-
Decomposition:
We decompose each weight θi into two non-negative parts: θi=θi+−θi−, where θi+,θi−≥0.
Usually, we INTEND for θi+=max(0,θi) and θi−=max(0,−θi). In this case, at least one of them is zero.
-
The Objective Difference:
Eq (3.62) uses ∣θi+−θi−∣.
Eq (3.63) uses (θi++θi−).
Since θi+,θi−≥0, we know that ∣θi+−θi−∣≤θi++θi−, with equality holding if and only if at least one of θi+ or θi− is zero (i.e., θi+⋅θi−=0).
-
Optimization Logic:
Suppose we have a candidate solution where for some index i, both θi+>0 and θi−>0.
Let m=min(θi+,θi−)>0.
We can create a new solution:
θ~i+=θi+−m
θ~i−=θi−−m
The actual weight θi remains unchanged: θ~i+−θ~i−=(θi+−m)−(θi−−m)=θi+−θi−=θi.

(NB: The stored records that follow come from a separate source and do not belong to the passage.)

PR #228, opened 2020-05-06
fix(form/builder): fix onChange behaviour

AgonisticKatai:
### GOAL
When using version 2 of **FormBuilder** on the platform to test the **JSON** (workbench), an unexpected behavior has been observed, since it does not launch the **onChange** method at the expected time.
In one of the last commits, a duplicate call to the **onChange** method was removed, but it was found that the other one worked correctly, so the change was made.

### DIFF
--- a/components/form/builder/src/index.js
+++ b/components/form/builder/src/index.js
@@ -67,7 +67,7 @@ const FormBuilder = ({
     clearTimeout(timerShowSpinner)
     setStateFields(nextStateFields)
     onChange({
-      ...fieldsToObject(nextFields),
+      ...fieldsToObject(nextStateFields),
       __FIELD_CHANGED__: id
     })
     setStateShowSpinner(false)
--- a/components/form/builder/src/index.js
+++ b/components/form/builder/src/index.js
@@ -40,10 +40,7 @@ const FormBuilder = ({
       {value: fieldValue}
     )
     setStateFields(nextFields)
-    onChange({
-      ...fieldsToObject(nextFields),
-      __FIELD_CHANGED__: fieldId
-    })
+
     return nextFields
   }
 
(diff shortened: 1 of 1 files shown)


components/form/builder/src/index.js
```diff
@@ -69,6 +66,10 @@ const FormBuilder = ({
 
     clearTimeout(timerShowSpinner)
     setStateFields(nextStateFields)
+    onChange({
+      ...fieldsToObject(nextFields),
```
arnau-rius, line 70: The line that was removed, was this one: https://github.com/SUI-Components/adevinta-spain-components/pull/225/files#diff-b44d4b0d39148c1e3df23e43a1c54244L73 Pay attention that the fields that are passed were: `nextStateFields` instead of `nextFields`.

arnau-rius: If passing `nextFields` instead of `nextStateFields` you are sending the 'old' params in the onChange callback instead of the new ones.

AgonisticKatai: uaau sorry, FIXED!

arnau-rius: In fact, the duplication of onChange call was made intentionally because the function `reducerWithRules` can take some time depending on the number of rules. So the component that uses the form builder can obtain some quick feedback first and then apply all the rules and send onChange feedback again. I approved last PR (removing duplicates) without remembering this intentional behavior but it seems that anybody has been affected.

Form builder is hard and with 0 tests, but we should consider (me first) start writting tests in this component so we have the security that we are not introducing breaking changes since it is used in production in Milanuncios or creating new majors when we are not sure that the changes can break exisiting implementations so we can test new PR's. Otherwise it will not be possible to introduce new changes in the future without having the security that we are not breaking things. What do you think?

The first term (loss term) depends only on the difference, so it is unchanged.
However, consider the penalty term in (3.63):
Sum was (θi++θi−).
New sum is (θ~i++θ~i−)=(θi+−m+θi−−m)=(θi++θi−)−2m.
Since m>0, the new objective value is strictly smaller!
Therefore, any solution where both are positive is not optimal. The optimizer will drive at least one of them to zero to minimize the objective.
-
Conclusion:
At the optimum, for every i, either θi+=0 or θi−=0 (or both).
In this case, ∣θi+−θi−∣=θi++θi−.
Thus, minimizing (3.63) automatically leads to a solution satisfying this property, making it equivalent to minimalizing (3.62).